With that in mind, Calzaghe recalled his last acquaintance with defeat and the promise he made to himself that it would never be repeated. For this, we have to go back 18 years into his amateur career, half a lifetime ago for Calzaghe - not that he has remotely forgotten the detail - to the European Junior Championships in Prague, where he was beaten by a Romanian called Adrian Opreda.
“I was crying afterwards,” Calzaghe said. “I was so frustrated. And I then watched the guy win the title. That made it even worse. I still remember losing the fight. I got robbed; I think three of the judges got chucked out afterwards. It was an East-West thing. But that was the last time I lost. I promised myself then that I'd never lose again.”
What he is engaged in is an exit strategy and that, he said, is why Jones fits the bill. Jones is 39, three years Calzaghe's elder, which is why the bout, officially entitled “Battle of the Superpowers”, has the air of a pensioners' parade. And Jones is four years shy of Calzaghe's previous opponent, the 43-year-old Bernard Hopkins.
But Calzaghe wants big names and big reputations glittering at the top of his fight CV. He sees it as a way of collecting kudos, rather like Lewis collected the scalp of Mike Tyson. “Fighting Roy Jones at Madison Square Garden, how's it going to get bigger than that?” he said. “It's the icing on the cake, isn't it? The last two fights are my biggest and this will round it off.”
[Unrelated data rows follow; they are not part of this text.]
PR #113, opened 2022-06-30
Reactions

jagerman:
Adds support for server-side reactions handling for open groups.

Reactions are now returned as an extra field when messages are retrieved, such as this:
```json
        "reactions": {
          "👍": {
            "index": 1,
            "total": 150,
            "reactors": [
              "058328640343b91c03d393b8dc6ce15c8f93b191ff78054b6ae2c8030e2680b4d6",
              "05d782a81448199aea940f496cc70dc644c269e5979e472536ea03a067bf46d54a",
              "05233432db6edcd320a06b550d4dcf1a06cc486c58f8017a565f6f7dc0fc8b9512",
              "05ca519a397a1aa8a7a1515ff433dd2784cbcbb31c358b1a6e97fb758ceab44dca"
            ],
            "you": true
          },
          "👎": {
            "index": 0,
            "total": 27,
            "reactors": [
              "05ca519a397a1aa8a7a1515ff433dd2784cbcbb31c358b1a6e97fb758ceab44dca",
              "055297c3dc032bef33a21dcb1b76265c8319e53ed0867accd3c274c25ae33c1731",
              "05986c4e7fec0ac1a3a544d84367b2e995f85a6356be8d082724781a9ff699ac7a",
              "0537f1727302b70be32fc371523097bcdbc3e681f947a68ef5e3ea1365a689666a"
            ]
          },
          "🍆": {
            "index": 2,
            "total": 1,
            "reactors": [
              "051234567890abcdef1234567890abcdef1234567890abcdef1234567890abcdef"
            ],
            "you": true
          },
```

When polling for new messages (using the `/since` endpoint) you also get updates for any posts that have had new reactions added or removed from the post (but not otherwise changed); these look vaguely similar to messages that you'd normally get back from `/since`, except they are missing most of the info other than id, seqno, and the reactions:
```json
{ "id" 1234, "seqno": 56768, "reactions": { /* as above */ } }
```
so that, when polling, you get notified (in bulk) of reaction changes in one go per message.

Since this might break existing clients, I've feature-guarded this by adding a new URL parameter `t=r` to the `/since` endpoint, so that you'd fetch: `/room/ROOMID/messages/since/56768?t=r` to tell SOGS that you want to opt-in to the new reactions rows.

Reactions update the room's sequence number, so clients should update their current seqno value when they get such a reaction row (so that they will only get the reactions again if there are changes to reactions).

The `reactors` shows the first N session IDs that reacted; by default this is 4, but can be anywhere from 0 to 20 by adding a `reactors=N` query string parameter.  (As a special case, 0 omits the "reactors" key entirely).

Adding/removing a reaction is done via endpoints:
Submitting reactions is done via:

`PUT /room/ROOM/reaction/MSGID/👍`  (body is an empty json dict `{}`)
`DELETE /room/ROOM/reaction/MSGID/👍`

(I want to say that the  👍 should be URL-encoded utf-8 bytes (e.g. `%f0%9f%91%8d` for the encoded 👍) when making a direct HTTP request (e.g. over lokinet), but from my testing uwsgi and sogs seem perfectly happy with a raw UTF-8 value there as well. Onion requests should be perfectly fine with raw utf8. I haven't yet tested whether it survives cleanly through an nginx proxy in the direct HTTP case yet).

Moderator endpoints are:

`DELETE /room/ROOMID/reactions/MSGID/🍆`

to delete all of a single reaction from a message, and:

`DELETE /room/ROOMID/reactions/MSGID`

to delete all reactions of any type from a message.

There is also an endpoint to get all reactors (not limited to the first N) of a message, including the timestamp when they reacted (this is probably not immediately useful for Session, but would be quite useful for, say, a bot that wants to check for all reactions on startup):

`GET /room/ROOMID/reactors/MSGID/🍆`

which returns lists of pairs of session ID + timestamp, sorted by timestamp, of when reactions were added.  For example:
```json
[
    ["05ca519a397a1aa8a7a1515ff433dd2784cbcbb31c358b1a6e97fb758ceab44dca", 1656631467.6396575],
    ["055297c3dc032bef33a21dcb1b76265c8319e53ed0867accd3c274c25ae33c1731", 1656631480.2537503]
]
```


sogs/model/room.py
```diff
@@ -529,16 +529,22 @@ def get_messages_for(
         recent: bool = False,
         single: Optional[int] = None,
         limit: int = 256,
+        reactions: bool = True,
+        reaction_updates: bool = True,
+        reactors: int = 0,
```
majestrate: `reaction_fetch_limit` instead of `reactors`?

sogs/model/room.py
```diff
@@ -979,6 +1042,207 @@ def attachments_size(self):
...
+    ):
+        """
+        Returns reaction information for the given messages.  Returns a dict of message id ->
+        reaction info for any messages in the given list that have reactions.  The reaction info is
+        itself a dict where keys are reaction strings and values are a dict containing keys:
+
+        - `"count"` -- the total number of this reaction
+        - `"you"` -- boolean set to true if `user` is given and the user has applied this reaction;
+          omitted otherwise.
+        - `"reactors"` -- if the input parameter `reactors` is greater than 0 then this is a list of
```
majestrate: would having reactions paginated make more sense vs just a limit?

sogs/model/room.py
```diff
@@ -979,6 +1042,207 @@ def attachments_size(self):
...
+        you = (
+            """
+            EXISTS(
+            SELECT * FROM reactions WHERE message = r.message AND reaction = r.reaction
+                AND "user" = :uid)
+            """
+            if user is not None
+            else 'FALSE'
+        )
+        for msgid, react, count, you in query(
```
majestrate: shadowing `you` here feels really jenk

sogs/model/room.py
```diff
@@ -979,6 +1042,207 @@ def attachments_size(self):
...
+                COUNT(*) AS react_count,
+                {you} AS you
+            FROM reactions r
+            WHERE message IN :msgs GROUP BY message, reaction
+            """,
+            bind_expanding=('msgs',),
+            msgs=message_ids,
+            uid=None if user is None else user.id,
+        ):
+            reacts.setdefault(msgid, {})[react] = (
```
majestrate: can reacts be a `collections.defaultdict` instead?

sogs/model/room.py
jagerman: Not really; the intended use case is that you get the reaction, and for each one, get the first N users who reacted to show a message such as

"Jon, 051234..., 05767195... and 30 more"

and if you *really* need the entire list (which clients usually won't, but a bot might), go fetch it with the dedicated reactors endpoint.

sogs/model/room.py
jagerman: That seems misleading because we aren't limiting how many reactions we fetch: we fetch all the reactions, and for each one, provide a limited list of the first users (i.e. "reactors") to react to it.

sogs/model/room.py
jagerman: Unintentional and fixed.

sogs/model/room.py
jagerman: It could, but it wouldn't save anything: this is the only place we use `setdefault` on it.

sogs/model/room.py
jagerman: Renamed to `reactor_limit`

sogs/model/room.py
jagerman: I don't know if this endpoint is even going to be used much; it's mainly there for debugging and, possibly, for a bot that needs to sync up reactions -- but I think even that latter case can be better addressed by something in the bot zmq api.

jagerman: Also: paginations suck for something like this because, typically, if you're using this endpoint (rather than just getting the first twenty from the message endpoint) you're going to get all of them and will end up doing a `LIMIT x OFFSET y`, and walk your way through all the pages, which just makes everyone slower (because you basically have to do the full database selection for each page, then throw away most of the results).

jagerman:
~~TODO:~~
- [x] apply reaction ordering table changes to db migration code

jagerman:
This also includes the Session-team requested `"deleted": true` flag for a message deletion update (equivalent to looking for `"data": null`, but might be easier to notice with some parsing mechanisms).

majestrate (approved):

The criticism he faces is that he has not spent longer fighting in America, establishing the reputation that he is chasing. “But who else was there to come to America for?” is his answer, delivered with ringing impatience. “The only two guys are Hopkins and Jones.
“Americans can't fight as well as they think they can. They've always been ignorant. That's why they don't give me the respect I deserve. Americans only won one boxing medal in the Olympics [a bronze]; they haven't got one heavyweight world champion. People say, 'You have to come to America, you're just a European fighter.' But Europeans are now better than American fighters.”
As Calzaghe points out, he only just caught the end of the era of some of the great boxers of his division. He pretty much terminated Chris Eubank's career, but he missed out on Nigel Benn and Steve Collins. “People say, 'You never fought anybody,'” he said. “But who else was there to fight?”
What is clear is that Calzaghe has heard enough of what other people say. It is his view - and not an unreasonable one - that he has done sufficient to silence them.
So, to make the point, he wants to put on a show - “I'm excited, I feel something great is going to happen,” he said - and leave a set of perfect statistics behind him. “It means so much to me to get out while I'm ahead, rather than go to the well, find there's nothing left and get hell kicked out of me and then retire,” he said.
It could be that nothing defines his career quite like the leaving of it: bowing out ahead, just like Rocky Marciano.